A man has been jailed after 170 animals were found living in poor conditions on a farm in the UK.
He appeared before Guildford Crown Court on October 15th for:
- Causing unnecessary suffering to two horses and one goat;
- Failing to meet the needs of 171 animals, including 131 horses, 33 dogs, two alpacas and five birds.
According to the bodies involved, this was one of the biggest coordinated rescue missions the UK has ever seen.
The judge sentenced him to 19 weeks in prison and disqualified him from keeping all animals for life. He previously pleaded guilty to two offences under the Animal Welfare Act and six offences of failing to dispose of animal by-products.
Sentencing the man, the court recorder said: “They will show you responsibility and care [in prison] many times greater than you showed the animals in your care.”
The case came to light when Surrey Police executed a warrant at a farm in Surrey on January 9th, 2019, as part of an investigation led by its RSPCA’s Special Operations Unit (SOU) into horses’ welfare concerns.
Guildford Borough Council, Bucks and Surrey Trading Standards, Bransby Horses, Redwings, The Horse Trust, The Donkey Sanctuary, World Horse Welfare, Dogs Trust, and vets assisted on the day.
Rescuers discovered two starving ponies suffering from cyathostominosis in one pen, and a goat collapsed in another.
In court, their owner admitted to failing to provide them with enough nutritious food or seek veterinary treatment for them. All three animals were put down on the advice of vets to prevent them from further suffering.
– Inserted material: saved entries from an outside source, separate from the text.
PR #227, opened 2026-06-04
Transport: http_client: check status codes and cert set response

szczys:
Clean up http_client transport response handling by checking the status code for success, validating the return code from pouch_server_certificate_set(), and using the ESP-IDF http client event system to manage chunked responses.


hasheddan (approved):
Nice work @szczys!

PR #228, opened 2026-06-05
ESP-IDF: Bump ESP-IDF to v6.0.1

szczys:
Bump to newest version and remove shim for older esptool.

## Known Issues

pytest-embedded-idf calls esptool with `hard_reset` but the newer syntax is `hard-reset` resulting in this warning:
```
2026-06-05 15:05:42 Warning: Deprecated: Choice 'hard_reset' for option '--after' is deprecated. Use 'hard-reset' instead.
```

However, this does not adversely affect the CI run.

resolves: https://github.com/golioth/firmware-issue-tracker/issues/971


src/cert.c
```diff
@@ -130,6 +133,38 @@ static int authenticate_server_cert(mbedtls_x509_crt *cert)
 
 static int extract_pubkey(mbedtls_x509_crt *cert, struct pubkey *out)
 {
+/* Add PK to PSA from mbedtls >=v4, otherwise use legacy EC functions */
+#if defined(MBEDTLS_VERSION_MAJOR) && (MBEDTLS_VERSION_MAJOR >= 4)
+    int err;
+    mbedtls_svc_key_id_t key_id = MBEDTLS_SVC_KEY_ID_INIT;
+    psa_key_attributes_t attrs = PSA_KEY_ATTRIBUTES_INIT;
+
+    err = mbedtls_pk_get_psa_attributes(&cert->pk, PSA_KEY_USAGE_VERIFY_HASH, &attrs);
```
hasheddan, line 144: No action needed here (unless you want to add a comment), but just remarking that I find the `usage` parameter in this mbedtls API very confusing. I had to look through the [implementation](https://github.com/Mbed-TLS/TF-PSA-Crypto/blob/665b2368aabb6f381ac63251993198d192667d6d/extras/pk.c#L545) to understand exactly what a given selection implies in terms of checks and assigned attributes. It ultimately doesn't matter for us though because we are just doing this dance to export anyway.

src/cert.c
```diff
@@ -130,6 +133,38 @@ static int authenticate_server_cert(mbedtls_x509_crt *cert)
...
+    psa_reset_key_attributes(&attrs);
+
+    if (err)
+    {
+        POUCH_LOG_ERR("Extract PK: failed to import key to PSA: 0x%x", -err);
+        return -EIO;
+    }
+
+    psa_status_t status = psa_export_public_key(key_id, out->data, sizeof(out->data), &out->len);
+    (void) psa_destroy_key(key_id);
```
hasheddan: There isn't much action we can take here, and we probably don't want to fail, but perhaps worth logging an error. Depending on how PSA is configured, we could be leaking data into a fairly limited storage region (e.g. trusted storage). I'm not sure how various implementations handle all slots being full, but we could have a better chance of catching any issues if we have some error logs.

hasheddan (approved):
Nice work @szczys! One rant that requires no action, and one fairly minor suggestion.

examples/esp_idf/http_client/main/credentials.c
```diff
@@ -132,13 +125,7 @@ static int convert_device_pk_der_to_pem(char *pem_buf, size_t pem_buf_len)
...
     }
 
-    int err = mbedtls_pk_parse_key(&pk,
-                                   (unsigned char *) key_der.buffer,
-                                   key_der.size,
-                                   NULL,
-                                   0,
-                                   mbedtls_psa_get_random,
-                                   MBEDTLS_PSA_RANDOM_STATE);
+    int err = mbedtls_pk_parse_key(&pk, (unsigned char *) key_der.buffer, key_der.size, NULL, 0);
```
trond-snekvik, line 128: I see from [the migration guide](https://github.com/Mbed-TLS/mbedtls/blob/development/docs/4.0-migration-guide.md#no-random-generator-instantiation) that the RNG is removed, but for mbedTLS version < 4.0, we'll still need it, right?

hasheddan: Since we are only supporting one version of each platform at the moment, and this PR takes us to `esp-idf` `v6.0.1`, we should be safe to not support mbedTLS < 4.0 in `esp-idf` specific examples.

trond-snekvik: Fair! I thought this was in src/cert.c when I made the comment :see_no_evil: 
Rather concerning to see the amount of breaking changes in mbedTLS 4, especially with the Zephyr LTS sitting on the wrong side of that release. The reduced duplication with PSA is a welcome change though.

hasheddan: Yeah the `TF-PSA-Crypto` split is pretty severe. I do think that moving forward it will be a much better architecture though.

src/cert.c
szczys: I scratched my head on this one for a bit too long and researched how to handle filling up those key slots with failed destroy calls. But it's actually not a catastrophic issue because PSA_KEY_ATTRIBUTES_INIT selects PSA_KEY_LIFETIME_VOLATILE. We could exhaust key slots from this failure, but only for the current run since they are not persistently stored; a power cycle can clear them.

I think this is an acceptable failure mode as long as we do not return an error when psa_destroy_key() is called. If we did that, we risk a loop that fills all slots if the same thing happens again. At this point we leaked the key once, but we also got the pubkey we were after. We could retry the destroy step (I'm leaning no on that) but we should not retry the entire operation.

I'll add logging for this error in case we need it for debugging, but we don't need to retry.

src/cert.c
szczys: I added a log because this one was wicked hard for me to wrap my head around as well. Thanks for the nudge, I should have added it in the first place given the obvious reaction to reading this line of code is skepticism.

examples/esp_idf/http_client/main/credentials.c
szczys: This is generally a confusing section. I have another branch where I remove this function entirely because ESP-IDF http client can accept DER format so we no longer need to convert. That's a whole can of worms in itself so I'll save the fun surprises for a different PR.

src/cert.c
hasheddan: Nice! The comment and the log are very helpful 👍🏻

hasheddan (approved):

src/cert.c
hasheddan: Yeah even if the key lifetime wasn't volatile, there isn't really much we can do here other than attempt to notify. Log line is great 👍🏻

trond-snekvik (approved):

PR #229, opened 2026-06-08
ESP-IDF: HTTP client transport: Use DER for client credentials instead of PEM

szczys:
The original implementation used PEM formatting for the client certificate and key with an eye toward ESP-IDF v6 which added support for DER format. This PR makes that change, simplifying the credentials handling.

When working on this I discovered that DER format handling is not new, it is just (still) not documented and the configuration struct members are poorly worded.

resolves: https://github.com/golioth/firmware-issue-tracker/issues/972


trond-snekvik (approved):
Nice. I was sort of hoping we could unify credentials.c at some point, but that would probably have to be under a platform specific directory anyway, so the cleaner the better.

hasheddan (approved):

Ponies, many riddled with worms, were living out in fields with hazardous metal and broken fencing sticking up from the mud. Inside two barns were pens full of donkeys, goats, alpacas, and ponies.
The court heard many of them were standing on top of 2ft-3ft of months’ worth of waste and faeces, and many had underlying health conditions.
Dozens of dogs – some heavily pregnant and others with small puppies in tow – were found chained and tethered on the filthy yard. The court heard others were shut inside “tiny, cramped” cages or makeshift kennels.
Animal welfare charges
Their owner admitted to animal welfare charges including:
- Causing unnecessary suffering to two collapsed ponies and one collapsed goat;
- Not meeting the needs of more than 100 others by failing to provide:
- A suitable environment free from hazards that could cause injury and pain such as metal, plastic, splintered wood and unsafe fencing and barriers;
- A constant supply of clean drinking water for each animal;
- Adequate parasitic treatment or control;
- Access to adequate nutrition;
- Treatment for or prevention of illness, pain and disease such as eye infection and salmonella, thrush, diarrhoea, giardia, campylobacter;
- Routine dental care;
- Also, routine farrier/hoof/nail trimming and attention;
- Treatment or veterinary attention for lameness;
- A clean, comfortable, dry resting place;
- Adequate space for animals that need to be apart from each other.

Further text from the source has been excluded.